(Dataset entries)
PR #43, opened 2022-03-31
add support for configuring bundle resources

tomjelinek:


tomjelinek:
[citest commit:2621afd58d126e269197648d0da13d05b0e2b30a]

richm:
> [citest commit:2621afd58d126e269197648d0da13d05b0e2b30a]

CI is down - big outage

richm:
> > CI is down - big outage
> 
> Ah, ok. Thanks for the heads up. Will it run tests automatically once it comes back online or do I need to start them manually?

I will start them

tests/tests_cib_resources_create.yml
```diff
@@ -188,6 +202,63 @@
                 value: a value
       - resource_id: group3
 
+    ha_cluster_resource_bundles:
+      - id: bundle-minimal
+        container:
+          type: docker
```
richm, line 208: can you use `podman` for this?
Do you need to install `podman` on the managed hosts?
Do you need to pull the image `my:image1` to the managed hosts?
Do you need to configure the firewall to allow the specified ports?

tomjelinek: In this test, the cluster is configured not to start any resources. Therefore, there's no need to install `podman` (or `docker`) on the hosts, providing images and allowing ports in firewall. This makes the test more independent on the environment it runs in, while having no effect on the test's ability to verify that the role works correctly.

Yes, `podman` can be used instead of `docker`. However, it doesn't actually change anything, as the container won't be started by the cluster anyway. And if the role is to be made capable of managing RHEL 7 hosts, we must stick to `docker`, as `podman` is not supported on RHEL 7.

tomjelinek:
rhel-8 failures are caused by not using the latest pcs version. Fixed pcs versions are pcs-0.10.10-4.el8_5.1 and pcs-0.10.12-3.el8

tests/tests_cib_resources_create.yml
richm: > In this test, the cluster is configured not to start any resources. Therefore, there's no need to install `podman` (or `docker`) on the hosts, providing images and allowing ports in firewall. This makes the test more independent on the environment it runs in, while having no effect on the test's ability to verify that the role works correctly.
> 
> Yes, `podman` can be used instead of `docker`. However, it doesn't actually change anything, as the container won't be started by the cluster anyway.

How is the container pulled/started/managed?  What are the requirements for using this feature?

> And if the role is to be made capable of managing RHEL 7 hosts, we must stick to `docker`, as `podman` is not supported on RHEL 7.

ack

tomjelinek: > How is the container pulled/started/managed? What are the requirements for using this feature?

With this patch, the system role will be able to configure pacemaker to run (start, stop, migrate) containerized resources (a.k.a. bundles). In order for it to actually work, the appropriate container launch technology (docker, podman or rkt) must be installed, and a fully configured container image must be supplied on every node allowed to run the bundle. Also, a resource agent for the container launcher must be installed on the nodes. Currently, it is installed automatically as a dependency of pacemaker packages.

Both installing a container launcher and building / distributing container images is out of scope of HA cluster management tools. It is possible to install a container launcher, or any other package, via the role by specifying it in `ha_cluster_extra_packages` variable. There is no support for managing container images at the moment, though.

I guess this should be documented in the readme file, right? That is, if the role itself is not required to be able to build container images.

richm: > > How is the container pulled/started/managed? What are the requirements for using this feature?
> 
> With this patch, the system role will be able to configure pacemaker to run (start, stop, migrate) containerized resources (a.k.a. bundles). In order for it to actually work, the appropriate container launch technology (docker, podman or rkt) must be installed, and a fully configured container image must be supplied on every node allowed to run the bundle. Also, a resource agent for the container launcher must be installed on the nodes. Currently, it is installed automatically as a dependency of pacemaker packages.
> 
> Both installing a container launcher and building / distributing container images is out of scope of HA cluster management tools. It is possible to install a container launcher, or any other package, via the role by specifying it in `ha_cluster_extra_packages` variable. There is no support for managing container images at the moment, though.

We are working on a `podman` role - https://github.com/linux-system-roles/podman/

> 
> I guess this should be documented in the readme file, right? That is, if the role itself is not required to be able to build container images.

Right.  It would be nice to know what requirements/steps are needed to manage the container images - perhaps this is something we could add to the `podman` role (but then users of `docker` and other container technologies would be on their own).  Then the `ha_cluster` role could use the `podman` role to do that management.

richm (approved):
lgtm

PR #49, opened 2022-05-13
fix decoding variables from an Ansible vault

tomjelinek:
Workaround Ansible issue https://github.com/ansible/ansible/issues/24425
Before fix, the role was failing with the following message:
object of type 'AnsibleVaultEncryptedUnicode' has no len()


tomjelinek:
I'd like to write a test for this issue. How do I instruct CI to decrypt a vault and how do I pass a vault password? Does the CI support it?

richm:
> I'd like to write a test for this issue. How do I instruct CI to decrypt a vault and how do I pass a vault password? Does the CI support it?

Not sure how we would do this in CI.  How are you testing manually?

tomjelinek:
When testing manually, I run a playbook with the `--ask-vault-pass` option and I enter a password once prompted.

richm:
> When testing manually, I run a playbook with the `--ask-vault-pass` option and I enter a password once prompted.
> 
> The playbook contains a variable encrypted with `ansible-vault encrypt_string 'your-hacluster-password' --name ha_cluster_hacluster_password`. Encrypting the variable and putting it into the playbook is a one time action.

Have you tried it with `--vault-password-file pwd_file`?

Perhaps CI could do something like this:
Each test that uses vault encrypted data has a file `tests/tests_name_of_test.inventory` (containing vars with vault encrypted data) and a file `tests/tests_name_of_test.vault_pwd` (containing the password used to encrypt/decrypt the vault encrypted data for the test) - if CI sees such files, then it changes the ansible-playbook command line to
```
ansible-playbook -i /path/to/tests/tests_name_of_test.inventory -i ... --vault-password-file /path/to/tests/tests_name_of_test.vault_pwd .... tests/tests_name_of_test.yml
```

tomjelinek:
That sounds promising. I'll try to write a test like that and run it on my machine.

richm:
> Based on my testing, it seems the issue is not triggered when variables with vault-encrypted data are present in an inventory. It is, however, triggered when such variables are present in a playbook or a vars file. Vars file can be passed to ansible-playbook like this: `ansible-playbook -i ... --vault-password-file /path/to/tests/tests_name_of_test.vault_pwd -e @/path/to/tests/tests_name_of_test.vars tests/tests_name_of_test.yml`.
> 
> Could the CI be set to detect just `tests/tests_name_of_test.vault_pwd` files and pass them to `ansible-playbook` command?

Yes.  Instead of passing in `-i /path/to/tests/tests_name_of_test.inventory`, CI would use `-e @/path/to/tests/tests_name_of_test.vars` - that should work

richm:
ok - lgtm - and this will require CI changes for automated testing.

tomjelinek:
Should I wait for the CI to get updated and the new test pass before merging?

richm:
> Should I wait for the CI to get updated and the new test pass before merging?

Yes, please - it will be a couple of days before CI is fixed.

tomjelinek:
> > Should I wait for the CI to get updated and the new test pass before merging?
> 
> Yes, please - it will be a couple of days before CI is fixed.

Any updates on adding support for ansible vault tests?

richm:
https://gitlab.com/testing-farm/gluetool-modules/-/merge_requests/205 - MR to implement https://github.com/linux-system-roles/ha_cluster/pull/49#issuecomment-1224497673 in CI

tomjelinek:
Sorry for the delayed response. The described solution looks perfect to me. I'll update the PR accordingly.

richm:
> We'll also add support for tox-lsr for this, so that you can simply run tox -e qemu-ansible-core-2.13 -- --image-name centos-9 tests/tests_sometest.yml and it will automatically use the vault password and the vault variables/no-vault-variables.txt

This is now done in the latest version of tox-lsr https://github.com/linux-system-roles/tox-lsr/commit/d7968926eac6a75b1f36c04ae7624f968256f071

richm (approved):
just waiting for CI to be updated with vault support

richm:
[citest]

spetrosi:
@tomjelinek are failing CentOS-Stream-8 tests expected?

richm:
> @tomjelinek are failing CentOS-Stream-8 tests expected?

Not sure, but it is really strange that only centos stream 8 has the problem with the expected key not matching the actual key.  will run again to see if this is a flake

[citest bad]

richm:
> > @tomjelinek are failing CentOS-Stream-8 tests expected?
> 
> Not sure, but it is really strange that only centos stream 8 has the problem with the expected key not matching the actual key. will run again to see if this is a flake
> 
> [citest bad]

The failures are a consequence of the move to baseos CI, which runs tests *in parallel* and *uses the same git clone for every test*.  There is a subtle bug in the ha_cluster tests - the `*_psks.yml` tests generate new secrets in the clone tests/tmp directory[1].  Which means one of the `*_psks.yml` tests can overwrite the values used by the other test, and get errors.  This also explains why sometimes you get failures in one test but not the other - it depends on the order they are run.  This worked in the legacy CI test environment because the tests were run sequentially.

[1] @tomjelinek the secrets are already cloned into the tests/tmp directory and checked into git, but the tests also recreate these values?

richm:
https://github.com/linux-system-roles/ha_cluster/pull/65 - PR to fix the temp files being overwritten issue

tomjelinek:
@richm Thanks for fixing this tmp directory issue.

I don't think the tests/tmp is checked into git. I don't see it in GitHub and it is ignored in https://github.com/linux-system-roles/ha_cluster/blob/master/tests/.gitignore#L3

PR #63, opened 2022-08-24
Use the firewall role and the selinux role from the ha_cluster role

nhosoi:
- Introduce ha_cluster_manage_firewall to use the firewall role to manage the high-availability service and the fence-virt port. ha_cluster_manage_firewall is set to true, by default.
 - Introduce ha_cluster_manage_selinux to use the selinux role to manage the ports in the high-availability service. ha_cluster_manage_selinux is set to true, by default.
- Add the test check task tasks/check_firewall_selinux.yml for verify the ports status.
- Add meta/collection-requirements.yml.

### DIFF
--- a/README.md
+++ b/README.md
@@ -28,7 +28,42 @@ An Ansible role for managing High Availability Clustering.
 
 boolean, default: `true`
 
-RHEL and CentOS only, enable repositories contaning needed packages
+RHEL and CentOS only, enable repositories containing needed packages
+
+#### `ha_cluster_manage_firewall`
+
+boolean, default: false
+
+Manage the `firewall high-availability service` as well as the `fence-virt port`.
+When `ha_cluster_manage_firewall` is `true`, the `firewall high-availability
+service` and `fence-virt port` are enabled.
+When `ha_cluster_manage_firewall` is `false`, the `ha_cluster role` does not
+manage the firewall.
+
+NOTE: `ha_cluster_manage_firewall` is limited to *adding* ports.
+It cannot be used for *removing* ports.
+If you want to remove ports, you will need to use the firewall system
+role directly.
+
+#### `ha_cluster_manage_selinux`
+
+boolean, default: false
+
+Manage the ports belonging to the `firewall high-availability service` using
+the selinux role.
+When `ha_cluster_manage_selinux` is `true`, the ports belonging to the
+`firewall high-availability service` are associated with the selinux port type
+`cluster_port_t`.
+When `ha_cluster_manage_selinux` is `false`, the `ha_cluster role` does not
+manage the selinux.
+
+NOTE: The firewall configuration is prerequisite for managing selinux. If the
+firewall is not installed, managing selinux policy is skipped.
+
+NOTE: `ha_cluster_manage_selinux` is limited to *adding* policy.
+It cannot be used for *removing* policy.
+If you want to remove policy, you will need to use the selinux system
+role directly.
 
 #### `ha_cluster_cluster_present`
 
@@ -58,7 +93,7 @@ automatically by the role, for example custom resource agents.
 
 It is possible to specify fence agents here as well. However,
 `ha_cluster_fence_agent_packages` is preferred for that, so that its default
-value is overriden.
+value is overridden.
 
 #### `ha_cluster_hacluster_password`
 
@@ -870,7 +905,7 @@ all:
 
 #### SBD watchdog and devices
 When using SBD, you may optionally configure watchdog and SBD devices for each
-node in inventory. Even though all SBD devices must be shared to and accesible
+node in inventory. Even though all SBD devices must be shared to and accessible
 from all nodes, each node may use different names for the devices. Watchdog may
 be different for each node as well. See also [SBD
 variables](#ha_cluster_sbd_enabled).
--- a/defaults/main.yml
+++ b/defaults/main.yml
@@ -50,3 +50,11 @@ ha_cluster_constraints_location: []
 ha_cluster_constraints_colocation: []
 ha_cluster_constraints_order: []
 ha_cluster_constraints_ticket: []
+
+# If true, manage the high-availability service and the fence-virt port
+# using the firewall role.
+ha_cluster_manage_firewall: false
+
+# If true, manage the ports belonging to the high-availability service
+# and the fence-virt using the selinux role.
+ha_cluster_manage_selinux: false
--- a/tasks/firewall.yml
+++ b/tasks/firewall.yml
@@ -1,70 +1,18 @@
 # SPDX-License-Identifier: MIT
 ---
-- name: Get services status - detect firewall
-  service_facts:
-
-- name: Configure firewalld
-  block:
-    - name: Enable service 'high-availability' in firewalld
-      command: firewall-cmd --add-service high-availability
-      when: ansible_facts.services['firewalld.service'].state == 'running'
-      register: __ha_cluster_firewall_cmd
-      failed_when:
-        - __ha_cluster_firewall_cmd.rc != 0
-        - __ha_cluster_firewall_cmd.rc != 11  # already enabled
-
-    - name: Enable service 'high-availability' in firewalld permanent config
-      command: firewall-cmd --permanent --add-service high-availability
-      register: __ha_cluster_firewall_cmd
-      when: ansible_facts.services['firewalld.service'].state == 'running'
-      failed_when:
-        - __ha_cluster_firewall_cmd.rc != 0
-        - __ha_cluster_firewall_cmd.rc != 11  # already enabled
-
-    - name: Enable service 'high-availability' in firewalld offline config
-      command: firewall-offline-cmd --add-service high-availability
-      register: __ha_cluster_firewall_cmd
-      when: ansible_facts.services['firewalld.service'].state != 'running'
-      failed_when:
-        - __ha_cluster_firewall_cmd.rc != 0
-        - __ha_cluster_firewall_cmd.rc != 11  # already enabled
-
-    - name: Enable fence-virt port in firewalld - all options
-      when:
-        - ansible_architecture == 'x86_64'
-        - (
-            'fence-virt' in ha_cluster_fence_agent_packages
-            or
-            'fence-virt' in ha_cluster_extra_packages
-            or
-            'fence-agents-all' in ha_cluster_fence_agent_packages
-            or
-            'fence-agents-all' in ha_cluster_extra_packages
-          )
-      block:
-        - name: Enable fence-virt port in firewalld
-          command: firewall-cmd --add-port 1229/tcp
-          when: ansible_facts.services['firewalld.service'].state == 'running'
-          register: __ha_cluster_firewall_cmd
-          failed_when:
-            - __ha_cluster_firewall_cmd.rc != 0
-            - __ha_cluster_firewall_cmd.rc != 11  # already enabled
-
-        - name: Enable fence-virt port in firewalld permanent config
-          command: firewall-cmd --permanent --add-port 1229/tcp
-          when: ansible_facts.services['firewalld.service'].state == 'running'
-          register: __ha_cluster_firewall_cmd
-          failed_when:
-            - __ha_cluster_firewall_cmd.rc != 0
-            - __ha_cluster_firewall_cmd.rc != 11  # already enabled
-
-        - name: Enable fence-virt port in firewalld offline config
-          command: firewall-offline-cmd --add-port 1229/tcp
-          when: ansible_facts.services['firewalld.service'].state != 'running'
-          register: __ha_cluster_firewall_cmd
-          failed_when:
-            - __ha_cluster_firewall_cmd.rc != 0
-            - __ha_cluster_firewall_cmd.rc != 11  # already enabled
-
+- name: Ensure the service and the ports status with the firewall role
+  include_role:
+    name: fedora.linux_system_roles.firewall
+  vars:
+    __arch: "{{ ansible_facts['architecture'] }}"
+    __use_fence_fw_port: "{{ __arch == 'x86_64' and
+      ('fence-virt' in ha_cluster_fence_agent_packages
+       or 'fence-virt' in ha_cluster_extra_packages
+       or 'fence-agents-all' in ha_cluster_fence_agent_packages
+       or 'fence-agents-all' in ha_cluster_extra_packages) }}"
+    __fence_fw_port: "{{ [{'port': '1229/tcp', 'state': 'enabled'}]
+      if __use_fence_fw_port else [] }}"
+    __ha_fw_service: [{'service': 'high-availability', 'state': 'enabled' }]
+    firewall: "{{ __ha_fw_service + __fence_fw_port }}"
   when:
-    - '"firewalld.service" in ansible_facts.services'
+    - ha_cluster_manage_firewall | bool
--- a/tasks/selinux.yml
+++ b/tasks/selinux.yml
@@ -1,0 +1,48 @@
+# SPDX-License-Identifier: MIT
+---
+- name: Populate service facts
+  service_facts:
+
+- block:
+    - name: Set the fence-virt/fence-agents port to _ha_cluster_selinux
+      set_fact:
+        _ha_cluster_selinux:
+          - {'ports': '1229', 'proto': 'tcp', 'setype': 'cluster_port_t',
+             'state': 'present', 'local': true}
+      when:
+        - (
+            'fence-virt' in ha_cluster_fence_agent_packages
+            or
+            'fence-virt' in ha_cluster_extra_packages
+            or
+            'fence-agents-all' in ha_cluster_fence_agent_packages
+            or
+            'fence-agents-all' in ha_cluster_extra_packages
+          )
+
+    - name: Get associated selinux ports
+      shell: |-
+        set -euo pipefail
+        firewall-cmd --info-service=high-availability | \
+          egrep " +ports: +" | sed -e "s/ *ports: //"
+      register: __ports
+      changed_when: false
+
+    - name: Add the high-availability service ports to _ha_cluster_selinux
+      set_fact:
+        _ha_cluster_selinux: "{{ _ha_cluster_selinux | d([]) +
+            [{'ports': _pair[0], 'proto': _pair[1], 'setype': 'cluster_port_t',
+              'state': 'present', 'local': true}] }}"
+      vars:
+        _pair: "{{ item.split('/') }}"
+      loop: "{{ __ports.stdout.split(' ') }}"
+
+    - name: Ensure the service and the ports status with the selinux role
+      include_role:
+        name: fedora.linux_system_roles.selinux
+      vars:
+        selinux_ports: "{{ _ha_cluster_selinux }}"
+  when:
+    - '"firewalld.service" in ansible_facts.services'
+    - ansible_facts.services["firewalld.service"]["state"] == "running"
+    - ha_cluster_manage_selinux | bool
--- a/meta/collection-requirements.yml
+++ b/meta/collection-requirements.yml
@@ -1,0 +1,3 @@
+# SPDX-License-Identifier: MIT
+collections:
+  - fedora.linux_system_roles
--- a/tasks/main.yml
+++ b/tasks/main.yml
@@ -14,6 +14,9 @@
     - name: Configure firewall
       include_tasks: firewall.yml
 
+    - name: Configure selinux
+      include_tasks: selinux.yml
+
     - name: Configure pcs / pcsd
       include_tasks: pcs-configure-pcs-pcsd.yml
 
--- a/tests/tasks/check_firewall_selinux.yml
+++ b/tests/tasks/check_firewall_selinux.yml
@@ -1,0 +1,38 @@
+# SPDX-License-Identifier: MIT
+---
+- block:
+    - name: Check firewall service status
+      command: firewall-cmd --list-services
+      register: _result
+      failed_when: "'high-availability' not in _result.stdout"
+      changed_when: false
+
+    - name: Check firewall port status
+      command: firewall-cmd --list-ports
+      register: _result
+      failed_when: "'1229/tcp' not in _result.stdout"
+      changed_when: false
+  when: ha_cluster_manage_firewall | bool
+
+- block:
+    - name: Get associated selinux ports
+      shell: |-
+        set -euo pipefail
+        firewall-cmd --info-service=high-availability | \
+          egrep " +ports: +" | sed -e "s/ *ports: //"
+      register: __ports
+      changed_when: false
+
+    - name: Check associated selinux ports
+      shell: |-
+        set -euo pipefail
+        sudo semanage port --list | grep cluster_port_t | \
+          grep "{{ _pair[0] }}" | grep "{{ _pair[1] }}"
+      vars:
+        _pair: "{{ item.split('/') }}"
+      loop: "{{ __ports.stdout.split(' ') }}"
+      changed_when: false
+  when:
+    - '"firewalld.service" in ansible_facts.services'
+    - ansible_facts.services["firewalld.service"]["state"] == "running"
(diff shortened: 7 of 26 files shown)


README.md
```diff
@@ -836,6 +836,12 @@ ha_cluster_constraints_ticket:
 You may take a look at
 [an example](#creating-a-cluster-with-resource-constraints).
 
+#### `ha_cluster_manage_firewall`
+
+boolean, default: `false`
+
+Manage the `firewall high-availability service` as well as the `fence-virt port`.
```
spetrosi, line 843: Now that firewall is not configured by default, README must also specify what users do when they want to manage firewall manually. I.e. enable the high-availability service and the 1229/tcp port.

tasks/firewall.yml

## Problem statement
Copy each line in the entries above where the word "patch" shows up.

## Output of the task
With this patch, the system role will be able to configure pacemaker to run (start, stop, migrate) containerized resources (a.k.a. bundles). In order for it to actually work, the appropriate container launch technology (docker, podman or rkt) must be installed, and a fully configured container image must be supplied on every node allowed to run the bundle. Also, a resource agent for the container launcher must be installed on the nodes. Currently, it is installed automatically as a dependency of pacemaker packages.
> With this patch, the system role will be able to configure pacemaker to run (start, stop, migrate) containerized resources (a.k.a. bundles). In order for it to actually work, the appropriate container launch technology (docker, podman or rkt) must be installed, and a fully configured container image must be supplied on every node allowed to run the bundle. Also, a resource agent for the container launcher must be installed on the nodes. Currently, it is installed automatically as a dependency of pacemaker packages.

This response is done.